=== AIM OF THE TASK ===
Copy, from the material below, every line in which the word "latest" can be found.

=== ENTRIES SHOWN ===
PR #52, opened 2018-02-23
Gradle update

Xerus2000:


gradle/project.gradle.kts
```diff
@@ -69,14 +70,10 @@ dependencies {
...
-    compile("org.jetbrains.kotlin", "kotlin-test", kotlinVersion)
-
-    // Java Native
-    compile("net.java.dev.jna", "jna-platform", "4.5.1")
 
     // Logging
-    compile("org.slf4j", "slf4j-api", "1.7.25")
-    compile("ch.qos.logback", "logback-classic", "1.2.3")
+    compile("org.slf4j", "slf4j-api", "1.8.0-beta1")
+    compile("ch.qos.logback", "logback-classic", "1.3.0-alpha4")
```
sghpjuikit: Not sure alpha/beta version are ok. I advise using latest release.

gradle/project.gradle.kts
```diff
@@ -36,9 +31,15 @@ kotlin {
     experimental.coroutines = Coroutines.ENABLE
 }
 
-allprojects {
-    buildDir = File("Z://build")
+/** working directory of the application */
+val workingDir = file("working dir")
+val kotlinVersion: String by extra {
```
sghpjuikit: Why are the variables here instead top lvl? Proper formatting btw.

gradle/project.gradle.kts
```diff
@@ -36,9 +31,15 @@ kotlin {
...
+    buildscript.configurations["classpath"]
+            .resolvedConfiguration.firstLevelModuleDependencies
+            .find { it.moduleName=="org.jetbrains.kotlin.jvm.gradle.plugin" }!!.moduleVersion
```
sghpjuikit: This is useless in my opinion, as version string provided by developer in constant is enough.

src/sp/it/pl/util/access/fieldvalue/FileField.kt
```diff
@@ -110,16 +111,15 @@ private fun File.readBasicFileAttributes(): BasicFileAttributes? =
...
+private fun LocalDateTime.toFileTime() = toInstant(ZoneOffset.UTC).toEpochMilli().toFileTime()
 
 private fun File.readXmpTimeCreated(): FileTime? =
         try {
-            ImageMetadataReader
-                    .readMetadata(this)
-                    .getFirstDirectoryOfType(XmpDirectory::class.java)
-                    ?.getDate(XmpDirectory.TAG_CREATE_DATE)?.toFileTime()
+            ImageMetadataReader.readMetadata(this).getFirstDirectoryOfType(XmpDirectory::class.java)
+                    ?.xmpMeta?.getPropertyDate(Schema.XMP_PROPERTIES, "CreateDate")
```
sghpjuikit: I'll test this, but for starters: is there no constant for the `"CreateDate"` value? This is pretty bad.

working dir/skins/Default Skin reference.css
```diff
@@ -332,13 +331,6 @@
      * the control doesn't have focus or the row of a previously selected item. */
     -fx-selection-bar-non-focused: lightgrey;
 
-    /* The color to use as -fx-text-fill when painting text on top of
-     * backgrounds filled with -fx-selection-bar.
-     *
-     * TODO: this can be removed
-     */
-    -fx-selection-bar-text: -fx-text-background-color;
```
sghpjuikit: This is basically copied Modena.css, I wouldnt mess with the code. Though its outdated by now, so it should be updated or removed.

gradle/project.gradle.kts
Xerus2000: well these are the latest releases. If they are on maven, they are surely fairly stable, and you also use alpha versions of twelvemonkeys ;)

gradle/project.gradle.kts
Xerus2000: because usually gradle didnt allow code before the plugins block

gradle/project.gradle.kts
```diff
@@ -228,8 +239,7 @@ application {
     applicationName = "PlayerFX"
     mainClassName = "sp.it.pl.main.AppUtil"
     applicationDefaultJvmArgs = listOf(
-            "-Xmx15g",
-            "-Dfile.encoding=UTF-8",
+            "-Xmx15g", "-Dfile.encoding=UTF-8",
```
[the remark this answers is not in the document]
Xerus2000: will do

gradle/project.gradle.kts
```diff
@@ -228,8 +239,7 @@ application {
     applicationName = "PlayerFX"
     mainClassName = "sp.it.pl.main.AppUtil"
     applicationDefaultJvmArgs = listOf(
-            "-Xmx15g",
```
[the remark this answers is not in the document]
Xerus2000: you could define a constant in gradle.properties, which isn't synced, and then read that or alternatively fallback on 3g

gradle/project.gradle.kts
```diff
@@ -145,18 +144,30 @@ tasks {
...
+                        ?: throw FileNotFoundException("Unable to find JDK")
+                try {
+                    Files.createSymbolicLink(jdkLocal.toPath(), jdkGlobalPath)
+                } catch(e: Exception) {
+                    println("Couldn't create a symbolic link from $jdkLocal to $jdkGlobalPath: ${e.message}")
+                    if(System.getProperty("os.name").startsWith("Windows")) {
+                        println("Trying junction...")
+                        val process = Runtime.getRuntime().exec("cmd.exe /c mklink /j \"$jdkLocal\" \"$jdkGlobalPath\"")
+                        val exitValue = process.waitFor()
+                        if(exitValue == 0 && jdkLocal.exists())
```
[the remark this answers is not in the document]
Xerus2000: ah right, usually I do that. What do you have against whitespace around comparisons?

gradle/project.gradle.kts
```diff
@@ -191,10 +202,10 @@ tasks {
                         }
                     }
                     if (!kotlinc.exists())
-                        throw RuntimeException("Kotlinc has not been downloaded succesfully! Maybe the remote file is not a zip?")
+                        throw IOException("Kotlinc was not downloaded! Maybe the remote file is not a zip?")
```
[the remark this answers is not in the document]
Xerus2000: because if it should ever occur, it should indicate immediately the tye of problem.

gradle/project.gradle.kts
```diff
@@ -183,11 +197,11 @@ tasks {
                         }
                     }
                     if (!kotlinc.exists())
-                        throw RuntimeException("Kotlinc has not been downloaded successfully! Maybe the remote file is not a zip?")
+                        throw IOException("Kotlinc has not been downloaded successfully! Maybe the remote file is not a zip?")
 
                     File("$workingDir/kotlinc/bin/kotlinc").setExecutable(true) // Allow kotlinc to be executed on Unix
                 } catch (e: FileNotFoundException) {
-                    throw RuntimeException("The remote file could not be found", e)
+                    throw IOException("The remote file could not be found", e)
```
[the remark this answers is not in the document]
Xerus2000: but if the problem is different, then it should throw a different exception. I'm not merely rethrowing the exception since I want to have a custom message. Without the `--stacktrace` flag only the message of the error will be visible

gradle/wrapper/gradle-wrapper.properties
```diff
@@ -1,5 +1,6 @@
-distributionUrl=https\://services.gradle.org/distributions/gradle-4.5-bin.zip
+#Fri Feb 23 17:20:09 CET 2018
 distributionBase=GRADLE_USER_HOME
```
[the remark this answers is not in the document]
Xerus2000: but it is sorted?

gradle/project.gradle.kts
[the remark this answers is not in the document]
Xerus2000: and, actually, it only throws IOException now

gradle/project.gradle.kts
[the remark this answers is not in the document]
sghpjuikit: I see, I'll do that.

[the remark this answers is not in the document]
Xerus2000: I've implemented this and will push it with the final commit containing all corrections. Then, you can put `player.memoryMax = "15g"` into your gradle.properties and you're set!

gradle/project.gradle.kts
sghpjuikit: beta is not release. It's on maven for the people who want to live on edge. We are not those people anymore. Exceptions (12monkey) apply when an important bug has been fixed. 

Only stable releases unless necessary pls.

gradle/project.gradle.kts
sghpjuikit: Is that an issue? Id like to have constants to use for entire script, like kotlin/java version.

gradle/project.gradle.kts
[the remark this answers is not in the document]
sghpjuikit: Appreciated

gradle/project.gradle.kts
Xerus2000: the advantage is that this way, the kotlin version is only defined in the plugins block, and this variable extracts the kotlinVersion from the plugin. Moveing it to the top and defining is as a constant would duplicate the work.

gradle/project.gradle.kts
Xerus2000: kotlinVersion is actually defined in the plugins block: `kotlin("jvm") version "1.2.21"`

this is only a way to not having to redefine it. I'll move the other constant back up

working dir/skins/Default Skin reference.css
Xerus2000: I want to get rid of excessive todos, and as you said its outdated anyways so it doesnt matter. I've looked into this multiple times and the constant is used absolutely nowhere

gradle/project.gradle.kts
sghpjuikit: I do not understand, would not a constant do the same job, but avoid the fragile and painfully long lookup?

Xerus2000: see above, the kotlinVersion is already defined in the plugins block: `kotlin("jvm") version "1.2.21"`

this is only here to make the version accessible in the whole script

gradle/project.gradle.kts
```diff
@@ -239,4 +252,7 @@ application {
             "--add-opens", "javafx.web/com.sun.webkit=ALL-UNNAMED",
             "-Duser.dir=$workingDir"
     )
-}
\ No newline at end of file
+}
+
+if (JavaVersion.current()!=JavaVersion.VERSION_1_9)
```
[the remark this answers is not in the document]
Xerus2000: the script is first compiled, and then the actual requested task is run. This already executes at compile time, so it fails even before it tries to run any task. I just didn't want it to visually get in the way, since it's only a safety check.

gradle/project.gradle.kts
```diff
@@ -37,8 +38,6 @@ kotlin {
 }
 
 allprojects {
-    buildDir = File("Z://build")
```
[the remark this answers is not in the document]
Xerus2000: gradle.properties again. Will do later.

src/sp/it/pl/util/access/fieldvalue/FileField.kt
sghpjuikit: Ok

working dir/skins/Default Skin reference.css
sghpjuikit: The problem is you are modifying a file that should be read-only. It should probably be removed so I'll look the other way.

gradle/project.gradle.kts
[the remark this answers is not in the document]
Xerus2000: Will be included in the next commit as `player.buildDir`

gradle/project.gradle.kts
sghpjuikit: Ok

gradle/project.gradle.kts
sghpjuikit: Ok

=== EXPECTED ANSWER ===
sghpjuikit: Not sure alpha/beta version are ok. I advise using latest release.
Xerus2000: well these are the latest releases. If they are on maven, they are surely fairly stable, and you also use alpha versions of twelvemonkeys ;)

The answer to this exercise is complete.